The Seahawks are no longer building their passing game around the idea of Kupp carrying a star-level workload. That responsibility belongs to Jaxon Smith-Njigba, who just landed a 4-year, $168.6 million extension with $120 million guaranteed, according to NFL.com, after a massive 2025 season in which Reuters reported he posted 119 catches, 1,793 yards and 10 touchdowns while helping Seattle win the Super Bowl.
Once Smith-Njigba became that level of player, every other receiver contract on the roster was going to be judged differently. That is especially true for Kupp, because Seattle also doubled down on Rashid Shaheed, who returned on a 3-year, $51 million contract that includes $34.7 million guaranteed, according to ESPN and NFL.com.
That is the bigger Seahawks angle here. This is not just a story about whether Kupp had a disappointing year. It is a story about how expensive Seattle’s receiver room has become now that Smith-Njigba has ascended into the centerpiece role and Shaheed remains a paid, important part of the mix.
Why Seahawks Fans Will Push Back
The “overpaid” label is sharp, but it also flattens some context that matters.
Kupp was not brought to Seattle to recreate his 2021 Offensive Player of the Year season. He was brought in to complement Smith-Njigba, steady the offense with a proven veteran and help a contender in high-leverage moments. Seattle’s own postseason coverage noted that although Kupp’s 70 regular-season targets were his fewest since an injury-shortened 2018 season, many of his catches came in key situations, and the team later named him one of its Super Bowl captains.

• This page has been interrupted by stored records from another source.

PR #2179, opened 2024-06-20
Fix: changing languages on the enrollment success page

### LINKED ISSUE #2058: Changing languages on the success page takes user back to Enrollment Index
Opening this ticket to document what I noticed. Not sure if this is a "it's a feature not a bug" situation

## To Reproduce

1. Go through a full flow so that you're on the success screen
2. Click on "Español" button
3. Notice you are now on the Enrollment Index

## Expected behavior
I would've thought the success screen should just be shown again in Spanish.

lalver1:
Closes #2058 

On the enrollment success page, the Django [`set_language`](https://github.com/django/django/blob/main/django/views/i18n.py#L30) redirect view was redirecting the user to the enrollment index page when the language was changed. Looking at the [Django documentation](https://docs.djangoproject.com/en/5.0/topics/i18n/translation/#the-set-language-redirect-view), adding a `next` parameter in the `POST` data and explicitly including the enrollment success page url in the context seems to be what was missing.

For all other views, when changing languages, I think we don't see this behavior because the `Referer` request header contains the address of the same view, but for the enrollment success view, `Referer` is `/enrollment/` (I think because it is called from `/enrollment/` initially), so using the `next` parameter is required.

### DIFF
--- a/benefits/core/templates/core/includes/lang-selector.html
+++ b/benefits/core/templates/core/includes/lang-selector.html
@@ -14,6 +14,7 @@ If more language support is added, the hidden input can be replaced by a select
     <form method="post" action="{% url "set_language" %}">
       {% csrf_token %}
       {% get_language_info for code as langinfo %}
+      <input name="next" type="hidden" value="{{ redirect_to }}" />
       <input name="language" type="hidden" value="{{ code }}" />
       <button class="btn btn-lg btn-outline-light" type="submit">{{ langinfo.name_local | capfirst }}</button>
     </form>
--- a/benefits/enrollment/views.py
+++ b/benefits/enrollment/views.py
@@ -289,4 +289,5 @@ def success(request):
         session.update(request, origin=reverse(ROUTE_LOGGED_OUT))
 
     analytics.returned_success(request, eligibility.group_id)
-    return TemplateResponse(request, eligibility.enrollment_success_template)
+    context = {"redirect_to": request.path}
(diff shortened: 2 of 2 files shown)


benefits/core/templates/core/includes/lang-selector.html
```diff
@@ -14,8 +14,9 @@
     <form method="post" action="{% url "set_language" %}">
       {% csrf_token %}
       {% get_language_info for code as langinfo %}
+      <input name="next" type="hidden" value="{{ redirect_to }}" />
       <input name="language" type="hidden" value="{{ code }}" />
-      <button class="btn btn-lg btn-outline-light" type="submit">{{ langinfo.name_local | capfirst }}</button>
+      <input class="btn btn-lg btn-outline-light" type="submit" value="{{ langinfo.name_local | capfirst }}">
```
angela-tran, line 19: Just wanted to confirm: this change wasn't actually needed to fix the bug, right? That is, there's no behavioral difference, and it's just a different way of defining the same submit button.

angela-tran (dismissed):
Nice fix and explanation! Thanks for linking the Django docs

benefits/core/templates/core/includes/lang-selector.html
lalver1: Thanks @angela-tran , that's a good point! Changing `button` to `input` is actually not needed to fix the bug so I'll revert that change by pushing one more time. I think doing this keeps things cleaner.

angela-tran (approved):
🚀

That is an important distinction. A player can be expensive relative to his box-score output and still matter a great deal to a winning team. Those are not contradictory ideas. And that is why the reaction to Bleacher Report’s label is likely to be mixed in Seattle.
Fans who look first at production and cap allocation will see the logic immediately. Kupp is on a meaningful veteran deal, posted fewer than 600 yards, and is no longer the offense’s main attraction. Fans who look more at roster fit, playoff trust and locker-room value will see a player who still filled a real purpose on a championship team.